Snappability and singularity-distance of pin-jointed body-bar frameworks
This work provides a new intrinsic pseudometric for engineers to quantify the snappability of pin-jointed body-bar frameworks, which can aid in the design process of multistable mechanisms and compute singularity-distances for isostatic frameworks like Stewart-Gough manipulators.
This paper introduces a method to quantify the "snappability" of rigid pin-jointed body-bar frameworks, which describes their ability to snap between different physical realizations due to elastic deformations. The method uses the Green-Lagrange strain to calculate the total elastic strain energy density, providing an intrinsic geometric measure for comparison and design of multistable mechanisms.

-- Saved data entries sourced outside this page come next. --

PR #785, opened 2020-05-22
Create win_susp_ntlm_rdp.yml

4A616D6573:
Use NTLM logs to detect RDP connections to devices outside of domain.


Neo23x0:
@thomaspatzke : I think we need a "product > service" mapping for the new source "ntlm" in the config YAML files, right?

Neo23x0:
Ah, I see that `splunk-windows.yml` already has such an entry. 
But other configs miss it, e.g. `./sigma/tools/config/winlogbeat-modules-enabled.yml` doesn't have it. 

Screenshot 2020-05-22 at 08 34 29

PR #790, opened 2020-05-23
fix false positive matching on every powershell process not run by SY…

EccoTheFlintstone:
…STEM account


Neo23x0:
Great check, thanks

PR #807, opened 2020-05-29
Add sqlite backend

cugu:
* Improve sql backend with aggregations
* Add sqlite backend including full-text search (fts5)
* Add python unit tests for the SQLBackend and SQLiteBackend

Work mostly done by @haggj


Neo23x0:
Awesome

PR #828, opened 2020-06-10
Split rules based on Sysmon event ID

stevengoossensB:
The sysmon rules are grouped by category, which is mapped to the Sysmon EventID in the sysmon.yml config file. The eventIDs are deleted from the rules and replaced by a category.

Automated testing fails on some checks because there is a check for EventID being in the rule.


Neo23x0:
I'm on vacation and cannot help a lot. I think we have to remove the `service: sysmon` from all the rules.

Neo23x0:
@thomaspatzke : Can you check that pull request? I think it would be great to get all Sysmon events into these generic categories. I just don't have a good oversight on the required adjustments in the mapping configs.

Neo23x0:
Or - let me try to modify that pull request

thomaspatzke:
Great pull request! Done some tests and seems fine to me, merged! Thanks @stevengoossensB!

PR #830, opened 2020-06-10
Updates for ATT&CK Subtechniques

ikiril01:
* Updated all existing ATT&CK references to the new set of subtechniques/techniques (as appropriate)
* Fixed a few existing references


Neo23x0:
We don't have a list of valid sub techniques in the test scripts yet. 
This is why the tests fail.

ikiril01:
@Neo23x0 I can update the `test_rules.py` with the new set of valid sub-techniques.

Neo23x0:
That would be nice, yes

Neo23x0:
I fixed some issues with the current `master` branch. 

Two issues with this pull request: 
1. You removed the old techniques and replaced them with sub techniques. I am sure that many MITRE ATT&CK users still depend on their old technique mappings don't work with the sub techniques yet. Would it be possible to leave the old technique IDs in place and just add the new ones?
2. We usually use 4 spaces instead of 2 for indentation

ikiril01:
@Neo23x0 1. The issue with leaving the old ATT&CK IDs is that it would be unclear which versions of ATT&CK the set of IDs is referring to, unless we could somehow mark the old IDs accordingly (e.g., "t1053 (old)).
2. Sure, I can try to update to 4 spaces for indentation. Do you have any suggested Python YAML libraries for doing so? I didn't have much luck when I making some of the changes using a script.

Neo23x0:
Does `t1053` in an old version have a different content than in the new one? 
I thought that the old `t1053` still has the same meaning but new `t1053.001` and `tt1053.002` sub techniques? I'll have to check that.

Neo23x0:
Ah, I see. 
https://medium.com/mitre-attack/attack-sub-techniques-preview-b79ff0ba669a

But I think that an old TXXXX id will never be wrong in a way that it indicates something different. 
We should keep the current IDs and add the sub techniques.  

Screenshot 2020-06-16 at 15 31 15

ikiril01:
T1053 was a bad example on my part because it exists in both "old" and "new" (sub-technique) versions of ATT&CK :)  Here's a better example - `T1060` is an existing technique that was deprecated and instead represented as a new sub-technique (`T1547.001`).

I agree that an old technique ID is still valid - my concern if we keep both sets (e.g., `T1060` and `T1547.001`) though is that users may be confused when they don't find one or the other in the ATT&CK dataset (depending on which version they're looking at).

Neo23x0:
> my concern if we keep both sets (e.g., T1060 and T1547.001) though is that users may be confused when they don't find one or the other in the ATT&CK dataset (depending on which version they're looking at).

But T1060 cannot appear in the new data set as something else. It is deprecated forever. 
If yes, than I'd really like to keep both. 

Because most people don't work with the new set yet. 
The confusion (or even annoyance) would be much bigger, if we removed the old IDs.

Neo23x0:
See my tweet and poll from yesterday : 

https://twitter.com/cyb3rops/status/1272600335660580867

Screenshot 2020-06-16 at 16 26 17

ikiril01:
OK - I'll work on adding back the old techniques.

Neo23x0:
> 2. Sure, I can try to update to 4 spaces for indentation. Do you have any suggested Python YAML libraries for doing so? I didn't have much luck when I making some of the changes using a script.

Maybe this Python YAML module can help with that: 
https://yaml.readthedocs.io/en/latest/

ikiril01:
Thanks - I found [this](https://pypi.org/project/ruamel.yaml/) library, which does what I need WRT indentation. FYI - I decided to start over with a new branch for this, so I'll close this out and open a new PR. Should be ready tomorrow.

PR #832, opened 2020-06-11
Cmd.exe Path Traversal Detection / Argument Spoofing

Iveco:
Cmd.exe Path Traversal Detection / Argument Spoofing


Neo23x0:
Why should the CommandLine and the ParentCommandLine contain `../../`?

Iveco:
grafik

Iveco:
To help reduce noise

Iveco:
I removed the field as suggested and the PR is green now. Sorry for that ;-)

PR #845, opened 2020-06-17
ATT&CK subtechniques v2

ikiril01:
* Updated existing ATT&CK technique references to include sub-techniques, while keeping the old references
* Fixed a few ATT&CK references
* Updated test_rules with new sub-technique IDs


Neo23x0:
Great, thanks

PR #847, opened 2020-06-18
Added ke3chang registry modifications for execution 

yt0ng:


Neo23x0:
Something strange with line endings. I'll add that rule via the `rule-devel` branch.

Neo23x0:
Rule has been moved here : https://github.com/Neo23x0/sigma/blob/master/rules/windows/process_creation/win_apt_ke3chang_regadd.yml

It is well-known that there exist rigid frameworks whose physical models can snap between different realizations due to non-destructive elastic deformations of material. We present a method to measure this snapping capability based on the total elastic strain energy density of the framework by using the physical concept of Green-Lagrange strain. As this so-called snappability only depends on the intrinsic framework geometry, it enables a fair comparison of pin-jointed body-bar frameworks, thus it can serve engineers as a criterion within the design process of multistable mechanisms. Moreover, it turns out that the value obtained from this intrinsic pseudometric also gives the distance to the closest shaky configuration in the case of isostatic frameworks. Therefore it is suited for the computation of these singularity-distances for diverse mechanical devices. In more detail we study this problem for parallel manipulators of Stewart-Gough type.